In the listing below, locate the lines that hold "base" and copy them.

# # # # #

PR #1334, opened 2026-07-29
Fix Simpatico multi-GPU stream affinity

### LINKED ISSUE #1330: Simpatico pin-table compression: `cudaErrorIllegalAddress` on multi-GPU decode (Q1 / TPC-H SF300)
# Simpatico pin-table compression: `cudaErrorIllegalAddress` on multi-GPU decode (Q1 / TPC-H SF300)

## Summary

With `sirius.compression.enable_pin_table_compression: true` and `num_gpus: 4`, TPC-H Q1 faults during Simpatico decode (`cudaErrorIllegalAddress` / cudaError 700). Sirius falls back to DuckDB for that iteration, then **hangs forever** on the next iteration because the CUDA context is poisoned.

**1-GPU is clean** under the same compression settings. Narrowing / compressed materialization is **not involved** (`enable_compressed_materialization: false`).

**Pre-existing on `dev`:** reproduced at merge-base `50352d1b` ("Add Simpatico as the compression subsystem #937") with a fresh build. Not introduced by the compressed-materialization branch.

Not related to the prefetch-cache race (`enable_prefetch_cache` was unset / default false).

## Environment

- Machine: `presto-gb200-gcn-17`
- 4× NVIDIA GB200, driver 580.105.08, CUDA 13.0
- Dataset: TPC-H SF300 parquet at `/tmp/sirius_tpch_parquet_sf300` (**must be absolute**)
- Plans: `<repo>/src/compression/simpatico_codegen/plans/tpch_sf1000`

## Reproduction

Minimal config (host-pinned, 4 GPU, compression on, narrowing off):

```yaml
sirius:
  topology:
    num_gpus: 4
  # ... rest of normal memory/executor settings for this machine ...
  operator_params:
    enable_compressed_materialization: false   # omit on commits before this key exists
  compression:
    enable_pin_table_compression: true
    input_plan_dir: <ABS>/src/compression/simpatico_codegen/plans/tpch_sf1000
```

```bash
export CUDA_DEVICE_ORDER=PCI_BUS_ID
export CUDA_VISIBLE_DEVICES=0,1,2,3
export SIRIUS_PIN_TIER=host

pixi run python test/tpch_performance/performance_test.py \
  --input /tmp/sirius_tpch_parquet_sf300 \
  --data-source parquet --mode grouped --iterations 2 \
  --engine gpu --pin host \
  --config <path-to-config-above> \
  --output /tmp/simpatico_repro --name host4_comp_q1 \
  --queries 1
```

Faults within ~1 minute of query start. Use `--iterations 1` to observe the fault without the hang.

## Observed failure

Pin succeeds:

```
[pin_table] 'lineitem' tier=host: compressing with plan for 7 column(s)
```

Then on q1 iter0 (merge-base `50352d1b` wording; tip may print a slightly different first line):

```
simpatico::codegen: launch_decode_fused_tree: transient synth failed: compute_bp_offsets failed (cudaError=700)
Error in Sirius GPU execution, fallback to DuckDB
```

Debug-level logs also show decode-path messages such as `nvcomp batched: decompress_async failed`, `codegen decompress: decode failed`, and illegal accesses on `D2H frame header` / `D2H comp sizes`, plus `OOM preparing batches for processing`. Subsequent `cudaErrorIllegalAddress` sites (`device_buffer.cpp`, `event.cpp`, `cuda_stream*.cpp`) are sticky-context fallout.

Pipeline at fault (info log): `GPU_SCAN -> PROJECTION -> PROJECTION -> HASH_GROUP_BY`.

## Scope checked

| Config | Result |
|---|---|
| 1 GPU + compression (`comp` / `both`), host or GPU pin | clean (full TPC-H 22 queries × 2 rounds) |
| 4 GPU + compression off / narrowing only | clean |
| 4 GPU + compression on, tip `1333d403` | **fault** |
| 4 GPU + compression on, merge-base `50352d1b` | **fault** (same) |

## Note on tooling

`compute-sanitizer --tool memcheck` is **not useful** for this on GB200 / CUDA 13: it dies during pin materialization with an unrelated CUB shared-memory OOB / `cuMemBatchDecompressAsync` invalid-value even with compression **disabled**. Don't burn time there.

## Ask

- Fix multi-GPU Simpatico decode (or gate pin-table compression to 1 GPU until fixed).
- Separately: fail fast after a poisoned CUDA context instead of hanging on retry.

kevkrist:
NOTE: this is admittedly a temporary fix, until Simpatico uses the Sirius stream pool.
Fixes #1330 

## What changed

- key Simpatico's process-lifetime internal stream-cache free lists by CUDA device
- capture the lease device once and use it consistently for checkout and return
- add a focused multi-GPU regression that uses serial compression and threaded decode in device order `0 -> 1 -> 0`
- register the regression as a standalone target and CTest

## Root cause

The `int column_threads` overloads leased worker streams from one process-wide free list. CUDA streams are device-bound, so after a threaded decode on one GPU, a later decode on another GPU could receive foreign stream handles. Kernel launches then fail with `invalid resource handle`, and surrounding asynchronous CUDA work can surface `cudaErrorIllegalAddress`.

`pin_table` compression itself uses a caller-owned stream pool; the affected cache is exercised by the subsequent per-device threaded decode path.

## Impact

Multi-GPU scans of compressed pinned tables keep internal decode streams on their owning CUDA device, preventing the observed GPU fallback and poisoned-context hang on the following iteration.

### DIFF
--- a/src/compression/simpatico_codegen/src/simpatico_codegen.cpp
+++ b/src/compression/simpatico_codegen/src/simpatico_codegen.cpp
@@ -15,6 +15,7 @@
 #include <nvtx3/nvtx3.hpp>
 
 #include <atomic>
+#include <map>
 #include <mutex>
 #include <span>
 #include <stdexcept>
@@ -108,17 +109,29 @@ void validate_column_names(std::vector<std::string> const& column_names, size_t 
 // result is safe to free by any stream (including the RMM default) with no
 // external rebinding. Streams are recycled between calls, so this also avoids
 // per-call stream create/destroy churn.
+//
+// The free lists are keyed by device. A CUDA stream belongs to the device that
+// was current when it was created, and driving work on a stream from another
+// device is invalid — kernel launches fail with "invalid resource handle" and
+// the async copies/codec calls around them can fault the context with
+// cudaErrorIllegalAddress. In the affected Sirius path, multi-GPU pin_table
+// compression uses a caller-owned pool; this cache is exercised by the
+// subsequent per-device threaded decode. Without the device key, one device's
+// completed decode can recycle its streams into the next device's decode.
 class stream_cache {
  public:
-  // Hand out n valid streams, reusing recycled ones and creating the rest.
-  std::vector<cudaStream_t> checkout(size_t n)
+  // Hand out n valid streams belonging to `device`, reusing ones recycled from
+  // that device and creating the rest. The caller must have `device` current:
+  // cudaStreamCreateWithFlags binds the new streams to the current device.
+  std::vector<cudaStream_t> checkout(int device, size_t n)
   {
     std::vector<cudaStream_t> out;
     out.reserve(n);
     std::lock_guard<std::mutex> lock(mu_);
-    while (out.size() < n && !free_.empty()) {
-      out.push_back(free_.back());
-      free_.pop_back();
+    auto& free_list = free_[device];
+    while (out.size() < n && !free_list.empty()) {
+      out.push_back(free_list.back());
+      free_list.pop_back();
     }
     while (out.size() < n) {
       cudaStream_t s{};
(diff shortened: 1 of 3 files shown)


src/compression/simpatico_codegen/src/simpatico_codegen.cpp
```diff
@@ -153,19 +170,30 @@ stream_cache& global_stream_cache()
...
+// synchronous lease lifetime, and run_column_workers binds each worker thread
+// to that device. Capture it once so checkout and return use the same free list.
 struct leased_pool {
   stream_pool pool;
+  int device = 0;
 
   explicit leased_pool(int column_threads)
   {
-    pool.streams = global_stream_cache().checkout(static_cast<size_t>(std::max(1, column_threads)));
+    if (cudaGetDevice(&device) != cudaSuccess)
```
felipeblazing, line 167: shouldnt we be calling cudaSetDevice here to ensure we are creating the stream below on the proper device?

felipeblazing (changes requested):

src/compression/simpatico_codegen/src/simpatico_codegen.cpp
kevkrist: My understanding is: the Sirius compute thread already has its CUDA device set when it calls Simpatico, and `checkout()` and `cudaStreamCreateWithFlags()` run on that thread, so newly created streams belong that device. Simpatico captures that device id, launches its own column-worker threads which each call `cudaSetDevice()` with the captured device id. The new cache key just ensures those workers only receive recycled streams that were created for that same device, and only if none are available, new device-local streams are created.

felipeblazing (approved):
Remove some of the more verbose unnecessary comments but otherwise looks good

PR #1335, opened 2026-07-30
[Concurrency] Make task_creator and task_executor more concurrency friendly

wmalpica:


src/sirius_context.cpp
```diff
@@ -322,15 +338,18 @@ void SiriusContext::run_mandatory_cleanup(std::string_view end_tag)
   } catch (...) {
   }
 
-  // Clear all data repositories between queries.
+  // Drop THIS query's data repositories, leaving any other in-flight query's untouched.
   // Any batches still present are leaked — operators should have popped everything.
-  if (data_repository_manager_) {
-    auto leaked = data_repository_manager_->clear_all_repositories();
+  // Safe to clear here because the downgrade executors were drained above, so nothing still
+  // holds a raw data_repository* borrowed from this query's manager.
```
ran-yuan-rui, line 343: `drain()` does not make this `erase()` safe. It restarts processing before returning (`downgrade_executor.cpp:128-141`) and does not stop the monitor.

# # # # #

> Solved exercise
**Pre-existing on `dev`:** reproduced at merge-base `50352d1b` ("Add Simpatico as the compression subsystem #937") with a fresh build. Not introduced by the compressed-materialization branch.
Then on q1 iter0 (merge-base `50352d1b` wording; tip may print a slightly different first line):
| 4 GPU + compression on, merge-base `50352d1b` | **fault** (same) |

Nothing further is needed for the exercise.